# Off to St.Jean  April 16th



## JustinIverson (1 Mar 2005)

Hey guys i just got a call from the local recruiter at noon today saying that i have a job offer from the PPCLI for Infantry... And i get sworn in on March 23rd and my basic starts April 16th I'm just all excited now and the wait should be well worth it even know I'm totally in yet i just keep getting a Lil closer at a time but this is a big step i think.
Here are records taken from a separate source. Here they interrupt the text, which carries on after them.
PR #492, opened 2022-12-19
Add serde deserialization to header

njgheorghita:
### What was wrong?
The primary pr I'm working on (introducing some bridge capability to trin) has grown quite large. This pr is an attempt to decrease the size of the upcoming pr by extracting some simple value conversion types. These types are going to be shared amongst `block_body.rs` / `header.rs` / `receipts.rs`. The verbose structure of the old conversion fns became quite cumbersome, so I introduced these types to simplify reusing the conversion logic in the different modules.

### How was it fixed?
Added type conversion helper types. Didn't feel like unit tests are necessary for these, since they're being tested implicitly inside `Header`. 

### To-Do

- [x] Clean up commit history

### DIFF
--- a/trin-core/src/types/header.rs
+++ b/trin-core/src/types/header.rs
@@ -1,25 +1,25 @@
-use anyhow::anyhow;
-use bytes::Bytes;
-use ethereum_types::{Bloom, H160, H256, U256};
+use ethereum_types::{Bloom, H160, H256, H64, U256};
 use rlp::{Decodable, DecoderError, Encodable, Rlp, RlpStream};
-use serde::{Serialize, Serializer};
-use serde_json::Value;
+use serde::{Deserialize, Deserializer, Serialize, Serializer};
 use ssz::SszDecoderBuilder;
 use ssz_derive::Decode;
 
 use crate::portalnet::types::messages::ByteList;
-use crate::utils::bytes::hex_decode;
+use crate::utils::bytes::{hex_decode, hex_encode};
 
 const LONDON_BLOCK_NUMBER: u64 = 12965000;
 
 /// A block header.
-#[derive(Debug, Clone, Eq, Serialize)]
+#[derive(Debug, Clone, Eq, Deserialize, Serialize)]
+#[serde(rename_all = "camelCase")]
 pub struct Header {
     /// Block parent hash.
     pub parent_hash: H256,
     /// Block uncles hash.
+    #[serde(rename(deserialize = "sha3Uncles"))]
     pub uncles_hash: H256,
     /// Block author.
+    #[serde(rename(deserialize = "miner"))]
     pub author: H160,
     /// Block state root.
     pub state_root: H256,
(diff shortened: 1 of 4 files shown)


trin-core/src/types/json_helpers.rs
```diff
@@ -0,0 +1,416 @@
...
+        let mut hashes = vec![];
+        for val in result {
+            let hash = JsonH256::try_from(val)?.into();
+            hashes.push(hash);
+        }
+        Ok(Self(hashes))
+    }
+}
+
+#[allow(clippy::from_over_into)]
```
njgheorghita, line 44: The goal of these conversion functions is to go from `Value` -> `Primitive` (`u8`, `H256`, etc.). This requires some use of a wrapped type. If we listen to clippy and go with `impl From<Value> for Primitive` this will require more layers of wrapped types, eg. `impl From<WrappedValue> for WrappedPrimitive`, imo it's much preferable to minimize the amount of wrapped types we use and just ignore clippy in this one case.

ogenev (changes requested):
I'm afraid this change is not solving the right problem and is adding many boilerplate code lines.

What we would like is to be able to convert a JSON object (in our case response["result"]) to a block header. This would require implementing the `serde::Deserialize` trait on the `Header` struct. Then we will node need any of the `try_value_into_x` functions or any json helpers.

Then we will be able to say: 
```rust
let header: Header = serde_json::from_str(response["result"]).unwrap()
```

trin-core/src/types/header.rs
```diff
@@ -28,44 +29,76 @@ pub struct Header {
     /// Block receipts root.
     pub receipts_root: H256,
     /// Block bloom filter.
-    pub log_bloom: Bloom,
+    pub logs_bloom: Bloom,
     /// Block difficulty.
     pub difficulty: U256,
     /// Block number.
+    #[serde(deserialize_with = "de_hex_to_u64")]
     pub number: u64,
```
ogenev, line 37: We can get rid of `de_hex_to_u64` if we change this type to `ethereum_types::U64`.

trin-core/src/types/header.rs
```diff
@@ -28,44 +29,76 @@ pub struct Header {
...
+    #[serde(serialize_with = "se_hex")]
+    #[serde(deserialize_with = "de_hex_to_vec_u8")]
     pub extra_data: Vec<u8>,
     /// Block PoW mix hash.
     pub mix_hash: Option<H256>,
     /// Block PoW nonce.
-    #[serde(serialize_with = "raw_bytes")]
+    #[serde(deserialize_with = "de_hex_to_option_bytes")]
+    #[serde(serialize_with = "se_raw_bytes")]
     pub nonce: Option<Bytes>,
```
ogenev, line 54: Could we switch this type to `ethereum_types::H64` and get rid of the helper methods? I'm not sure if `Option` makes sense here, is it possible to have a header without nonce?

trin-core/src/types/header.rs
```diff
@@ -28,44 +29,76 @@ pub struct Header {
...
     pub difficulty: U256,
     /// Block number.
+    #[serde(deserialize_with = "de_hex_to_u64")]
     pub number: u64,
     /// Block gas limit.
     pub gas_limit: U256,
     /// Block gas used.
     pub gas_used: U256,
     /// Block timestamp.
+    #[serde(deserialize_with = "de_hex_to_u64")]
```
ogenev, line 43: Same as above, switch to `ethereum_types::U64`.

trin-core/src/types/header.rs
njgheorghita: Off the top of my head, I'm not sure. But we perform a check on this field on lines `117`, and `137`. So I think it's safe to assume that it is possible and we shouldn't change the core field type.

trin-core/src/types/header.rs
njgheorghita: Same as above, I think it's simpler to convert to `u64` here, rather than converting whenever this field is used in the codebase

trin-core/src/types/header.rs
njgheorghita: `Option<H64>` seems to be fine, gets rid of the helper methods, and mirrors what is done [here](https://github.com/vorot93/ethereum-jsonrpc/blob/master/src/types/block.rs#L102)

trin-core/src/types/header.rs
ogenev: Hmm, why do we deserialize from hex to u64 but keep serializing u64 to u64? I think it is better if we are consistent here and use [serde_hex](https://docs.rs/serde-hex/latest/serde_hex/) to ser/de from u64 to hex and the reverse instead of writing our own implementations...

njgheorghita: Well, on one hand we only serialize this to display the header to a user. In which case, I'm ok with showing the int and not the hex value, it's way easier than having to go convert the hex value to figure out the block number. Even web3.py does some formatting to hex values when they're returned to the user.

I also think it's preferable to avoid importing a whole library if we can replace it with a single method...

trin-core/src/types/header.rs
```diff
@@ -28,42 +28,53 @@ pub struct Header {
...
 }
 
-fn raw_bytes<S>(value: &Option<Bytes>, serializer: S) -> Result<S::Ok, S::Error>
+fn se_hex<S>(value: &[u8], serializer: S) -> Result<S::Ok, S::Error>
 where
     S: Serializer,
 {
-    let value = value.clone().unwrap();
-    serializer.serialize_str(format!("0x{}", hex::encode(&value)).as_str())
+    serializer.serialize_str(format!("0x{}", hex::encode(value)).as_str())
```
ogenev, line 60:
```suggestion
    serializer.serialize_str(hex_encode(value)).as_str())
```

ogenev (approved):
Looks good! :+1:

Well anyone else who gets the same date plz write to me or reply to this even OK I'm Justin by the way see ya.


----------



## Skinny (1 Mar 2005)

Good for you justin, how long has your wait been?


----------



## JustinIverson (1 Mar 2005)

Thank you. Its been about 4 months i kinda lucked out there are you going same thing ?


----------



## Skinny (1 Mar 2005)

I'm done everything but I'm still waiting(from the very start it has been 8 months so far), i would think they should be calling me very soon.


----------



## JustinIverson (2 Mar 2005)

yea most likely since its only been 4 months for me about you are going for Infantry 031 Regs right?


----------



## patrick666 (2 Mar 2005)

Hey Justin!

Good luck man! Good chattin' with ya! 

I hope everything goes well for you during basic and you really enjoy yourself in the 031. Keep in touch and let me know how basic training goes for you. I will, hopefully, see you on the field in 6 months as an Engineer. The papers are in - hurry up and wait. 

Once again, congratulations!

Cheers

Patrick (I'd talk to ya on MSN but someone changed the pw on my account - getting it sorted out)


----------



## JustinIverson (2 Mar 2005)

well thanks agian man i really do hope the waiting was well worth and to see ya in the feild sometime would be quite fun in itself.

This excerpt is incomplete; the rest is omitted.